Why does bootstrap and later initdb stages happen via client?

From: Andres Freund <andres(at)anarazel(dot)de>
To: Tom Lane <tgl(at)sss(dot)pgh(dot)pa(dot)us>, Peter Eisentraut <peter_e(at)gmx(dot)net>, pgsql-hackers(at)postgresql(dot)org
Subject: Why does bootstrap and later initdb stages happen via client?
Date: 2021-09-08 19:07:15
Message-ID: 20210908190715.kb34s3f72kpefac5@alap3.anarazel.de
Views: Raw Message | Whole Thread | Download mbox | Resend email
Thread:
Lists: pgsql-hackers

Hi,

While hacking on AIO I wanted to build the windows portion from linux. That
works surprisingly well with cross-building using --host=x86_64-w64-mingw32 .

What didn't work as well was running things under wine. It turns out that the
server itself works ok, but that initdb hangs because of a bug in wine ([1]),
leading to the bootstrap process hanging while trying to read more input.
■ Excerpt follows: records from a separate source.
PR #65628, opened 2023-05-14
Burdock stalks

NetSysFire:
#### Summary
Content "Add burdock stalks"

#### Purpose of change

Realism. Both cattails and burdock plants have edible stalks. See e.g https://joshfecteau.com/foraging-wild-shoots-common-burdock/ and https://foragerchef.com/burdock-flower-stalks/

#### Describe the solution

Adds to new items: Burdock stalk and cooked burdock stalk. Both identical to their cattail counterparts.
Also does the same to the recipe. Adds a harvest entry for summer for the burdock plant, so you can get stalks from it that way.

Introducing a generic plant_stalk item. Would potentially require some migration and I am unsure about that one anyways. As you can see in https://www.eattheweeds.com/cattails-a-survival-dinner/, the lower stalks picture, they do look a lot like leek. Burdock stalks look much firmer and quite potentially have minor differences but there is no way to look them up for now as no one (e.g the USDA) formally looked into that yet.

#### Testing

Applied locally. Loads fine, I can harvest and process it just fine.


NetSysFire:
Of course I see 10 minutes after pressing submit that there are dozens of other (although smaller) plants with edible stalks. I'll literally sleep over it (although it is fine to merge as is, it is just the question of what is most efficient) I guess.

PatrikLundell:
Interesting use of the word "literally" in the comment. Using "literally" in a figurative sense that's actually not incorrect (unlike the horde of people who mistakenly think "literally" is to be used when "virtually" is not strong enough a word)...
My first reaction, however, was that you were sleeping outdoors (e.g. camping) on top of such plants.

NetSysFire:
No, I meant that I was, and unfortunately still am, trying to sleep. Fun pun though, did not think about that!

Maleclypse:
Interesting.  You've impacted the calorie test for Lobster Platter by adding burdock to the requirements.  It must have been on the edge of failing already.  
```
ms)=>   1260.0f <= 1259.3479591837
(~[slow] ~[.],starting_items)=> RecipeID: lobster_platter, default is 1680 Calories,
(~[slow] ~[.],starting_items)=> Current recipe range: 1099-[150](https://github.com/CleverRaven/Cataclysm-DDA/actions/runs/4970985829/jobs/8895667715?pr=65628#step:16:151)0, Average 1259.3, Stddev 92.2
(~[slow] ~[.],starting_items)=> Average recipe Calories must fall within this range, derived from default Calories: 1260-2100
```

NetSysFire:
I saw that.

```
Error: (~[slow] ~[.],starting_items)=>   1260.0f <= 1259.3479591837
```

How do I even resolve that issue of 0.6520408163 missing calories?

Maleclypse:
> I saw that.
> 
> ```
> Error: (~[slow] ~[.],starting_items)=>   1260.0f <= 1259.3479591837
> ```
> 
> How do I even resolve that issue of 0.6520408163 missing calories?

Adjust the lobster platter item's calories to something more likely to pass like 1300.

Qrox:
> 1260.0f <= 1259.3479591837

That means it expected the calculated calories (the right side) to be greater than the lower bound (the left side), but the actual values did not meet the expectation, so the calorie value should be reduced not increased.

Which made me wonder: What is really the point of doing so much setup as part
of initdb? Of course a wine bug isn't a reason to change anything, but I see
other reasons it might be worth thinking about moving more of initdb's logic
into the backend.

There of course is historical raisins for things happening in initdb - the
setup logic didn't use to be C. But now that it is C, it seems a bit absurd to
read bootstrap data in initdb, write the data to a pipe, and then read it
again in the backend. It for sure doesn't make things faster.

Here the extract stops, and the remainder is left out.